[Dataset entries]

• • • • •

PR #2194, opened 2022-12-08
QAV R5 kiss fixes

hamishwillee:
Fixes up the P4 configuration section for consistency with current approach - also makes it look more up to date, since all that was PX4 v7.

Also shrink some images.


en/frames_multicopter/qav_r_5_kiss_esc_racer.md
```diff
@@ -217,30 +222,62 @@ I mounted it like you can see in the next picture. The two screws and nuts to lo
...
+  You will need to select the *Generic 250 Racer* airframe (**Quadrotor x > Generic 250 Racer**).
+
+  ![QGC airframe selection of generic 250 racer](../../assets/airframes/multicopter/qav_r_5_kiss_esc_racer/qgc_airframe_generic_250_racer.png)
+
+Then set the geometry and outputs
+
+- [Actuators](../config/actuators.md)
+  - Update the vehicle geometry to match the QAV-R 5" KISS ESC Racer
+  - Assign actuators functions to outputs as wired.
+  - Test the configuration using the sliders.
```
hamishwillee, line 254:
```suggestion
- [Actuators](../config/actuators.md)
  - You should not need to update the vehicle geometry (as this is a preconfigured airframe).
  - Assign actuator functions to outputs to match your wiring
  - Test the configuration using the sliders. 
```

en/frames_multicopter/qav_r_5_kiss_esc_racer.md
```diff
@@ -217,30 +222,62 @@ I mounted it like you can see in the next picture. The two screws and nuts to lo
...
+  You will need to select the *Generic 250 Racer* airframe (**Quadrotor x > Generic 250 Racer**).
+
+  ![QGC airframe selection of generic 250 racer](../../assets/airframes/multicopter/qav_r_5_kiss_esc_racer/qgc_airframe_generic_250_racer.png)
+
+Then set the geometry and outputs
+
+- [Actuators](../config/actuators.md)
+  - You should not need to update the vehicle geometry (as this is a preconfigured airframe).
+  - Assign actuator functions to outputs to match your wiring
+  - Test the configuration using the sliders.
```
hamishwillee, line 254: Hi @bkueng I've been updating all the build logs to have a more or less common PX4 configuration section. 

Originally I just put you should not have to configure Actuators for these things that have a canned airframe. However trying this out it looks like the geometry is set, but the outputs are never mapped to specific motors/servos by default - you always have to do that.

So my understanding is that this is what I should say in all of the "specific" airframes. For a "generic airframe" I would have to also mention setting the geometry.

That about right?

bkueng: Partially, we're not using a specific airframe here. It's still generic in the sense that it's for a class of vehicles.

hamishwillee: @bkueng Ah, curses - this is "generic". But for [X500 v2](http://docs.px4.io/main/en/frames_multicopter/holybro_x500V2_pixhawk5x.html#px4-configuration) you would not need to update the geometry because it should be set.

bkueng: Yes that one should include both, geometry & outputs.

PR #2197, opened 2022-12-10
Version 1.13: Update PX4-ROS2 and ROS(1) over ROS2 bridge instructions

beniaminopozzan:
- Instructions and links updated from `main` to `release/1.13` branches.
- Instructions for working on ROS (1) over the ROS2 bridge updated with message definitions synchronization step.

### DIFF
--- a/en/ros/ros1_via_ros2.md
+++ b/en/ros/ros1_via_ros2.md
@@ -79,14 +79,16 @@ To use ROS (1) **and** ROS 2 (you need both for this!):
 
 1. [Setup your PX4 Ubuntu Linux development environment](../dev_setup/dev_env_linux_ubuntu.md) - the default instructions get the latest version of PX4 source and install all the needed tools.
 
-:::warning Note
-The above instructions must be adjusted to get version v1.13 of PX4 source.
-```sh
-git clone -b <tag> https://github.com/PX4/PX4-Autopilot.git --recursive
-```
-where `<tag>` can be `release/1.13` or any of the `v.13.*` tags depending on the user specific scenarios.
-Otherwise, please refer to the [latest](https://docs.px4.io/main/en/contribute/) documentation.
-:::
+   :::warning Note
+   The above instructions must be adjusted to get version v1.13 of PX4 source.
+   
+   ```sh
+   git clone -b <tag> https://github.com/PX4/PX4-Autopilot.git --recursive
+   ```
+   
+   where `<tag>` can be `release/1.13` or any of the `v.13.*` tags depending on the user specific scenarios.
+   Otherwise, please refer to the [latest](https://docs.px4.io/main/en/contribute/) documentation.
+   :::
 
 1. Open a new terminal in the root of the **PX4 Autopilot** project, and then start a PX4 Gazebo simulation using:
    ```sh
--- a/en/ros/ros1_via_ros2.md
+++ b/en/ros/ros1_via_ros2.md
@@ -51,6 +51,12 @@ To create and build the workspace:
    $ git clone https://github.com/PX4/px4_ros_com.git ~/px4_ros_com_ros1/src/px4_ros_com -b ros1 # clones the 'ros1' branch
    $ git clone https://github.com/PX4/px4_msgs.git ~/px4_ros_com_ros1/src/px4_msgs -b ros1
    ```
+1. Update the message definitions of the `ros1` branch
+   <!-- px4_msgs/ros1 is not synchronized with release/1.13 -->
+   ```sh
+   $ rm -f ~/px4_ros_com_ros1/src/px4_msgs/msg/*.msg
+   $ cp ~/px4_ros_com_ros2/src/px4_msgs/msg/*.msg ~/px4_ros_com_ros1/src/px4_msgs/msg/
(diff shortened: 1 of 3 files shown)


dagar:
I think we'd need to find a proper way to do this automatically. Do you want to limit this to just the ROS stuff and we could discuss the versioning approach with @hamishwillee separately?

beniaminopozzan:
> Do you want to limit this to just the ROS stuff?

Yes, of course, I've removed everything not ROS-related and adjusted the ROS pages to be point to the right versions.

hamishwillee:
@beniaminopozzan Thanks for this. Looks good. FYI for alignment of text in list it needs to be indented to the list item level.

I think we need to simplify this "for next time" by having a section in the build guide that covers getting a tag release. I'll add that now. So if you had to do this again we'd at least be able to link to a section on how to.

I'll tag you for review (and you can comment)

PS W.r.t. more generally keeping file paths up to date with a release this is not as easy as you might think. With gitbook legacy I could update links using a variable that I changed for the path, but vuepress does not support this.

I am (very slowly) looking at docsify for a possible alternative. That renders markdown on the fly, and would allow me to search for, and dynamically update the links based on the URL path. I think it will be possible, just hard for me to find time to do this as a "side job". FYI, my playpen here: https://hamishwillee.github.io/multidocsify_test/#/main/en/config/README

en/ros/ros1_via_ros2.md
```diff
@@ -72,6 +78,18 @@ As discussed in [ROS 2 User Guide > Sanity Check the Installation](../ros/ros2_c
 To use ROS (1) **and** ROS 2 (you need both for this!):
 
 1. [Setup your PX4 Ubuntu Linux development environment](../dev_setup/dev_env_linux_ubuntu.md) - the default instructions get the latest version of PX4 source and install all the needed tools.
+
+   :::warning Note
```
hamishwillee, line 82:
```suggestion
   :::note
```

en/ros/ros1_via_ros2.md
```diff
@@ -72,6 +78,18 @@ As discussed in [ROS 2 User Guide > Sanity Check the Installation](../ros/ros2_c
 To use ROS (1) **and** ROS 2 (you need both for this!):
 
 1. [Setup your PX4 Ubuntu Linux development environment](../dev_setup/dev_env_linux_ubuntu.md) - the default instructions get the latest version of PX4 source and install all the needed tools.
+
+   :::note
+   The above instructions must be adjusted to get version v1.13 of PX4 source.
+   
+   ```sh
+   git clone -b <tag> https://github.com/PX4/PX4-Autopilot.git --recursive
```
hamishwillee, line 86: @beniaminopozzan What you have as `tag` here is actually a branch - https://github.com/PX4/PX4-Autopilot/branches/all?query=release

Releases are tagged as well, but don't have the `release/` prefix: https://github.com/PX4/PX4-Autopilot/releases?q=release&expanded=true

What is it that we recommend people use?

hamishwillee: Note, I THINK that the release branch will reflect latest-and-greatest, while the tag comes of that and reflects a specific point build. So we should suggest the branch "first".

beniaminopozzan: I was a bit unsure about how to phrase that. My understanding is that the tags are the stable versions while the `release/` branches are where relevant commits are backported from `main` in preparation of an update of the releases, right?

So as this piece of doc is just for the release `1.13.*` I just listed all tags and branches which are compatible to it. If I had to choose, I'll say that `v1.13.2` it currently the recommended one.

beniaminopozzan:
> @beniaminopozzan Thanks for this. Looks good. FYI for alignment of text in list it needs to be indented to the list item level.

Thanks @hamishwillee  for the information, I'll be more careful next time. 

> I think we need to simplify this "for next time" by having a section in the build guide that covers getting a tag release. I'll add that now. So if you had to do this again we'd at least be able to link to a section on how to.

Yeah, a section about checking out specific releases is a good idea!

> PS W.r.t. more generally keeping file paths up to date with a release this is not as easy as you might think. With gitbook legacy I could update links using a variable that I changed for the path, but vuepress does not support this.

I'm sure of it, I was actually thinking that just search-replace all links and paths was quite naive.

> I am (very slowly) looking at docsify for a possible alternative. That renders markdown on the fly, and would allow me to search for, and dynamically update the links based on the URL path. I think it will be possible, just hard for me to find time to do this as a "side job". FYI, my playpen here: https://hamishwillee.github.io/multidocsify_test/#/main/en/config/README

You mean moving the whole documentation to a different platform?

hamishwillee:
> I'm sure of it, I was actually thinking that just search-replace all links and paths was quite naive.

It's fairly naïve, but not hopelessly so. That can help fix paths permanently to branch-specific locations, which is OK for links which can be tested, but not so much for text in code examples, where you might actually mean "mainline".
Upshot I probably should do more automation and updates of the old releases at release time, but its a maintenance cost, and there is only one of me.

> You mean moving the whole documentation to a different platform?

Yes. There are lots of reasons. No urgency though, which is why its a side project.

• • • • •

== TASK PROMPT ==
When a line of the records holds the word "quite", copy that line.

== SOLUTION TO THIS EXERCISE ==
I'm sure of it, I was actually thinking that just search-replace all links and paths was quite naive.
> I'm sure of it, I was actually thinking that just search-replace all links and paths was quite naive.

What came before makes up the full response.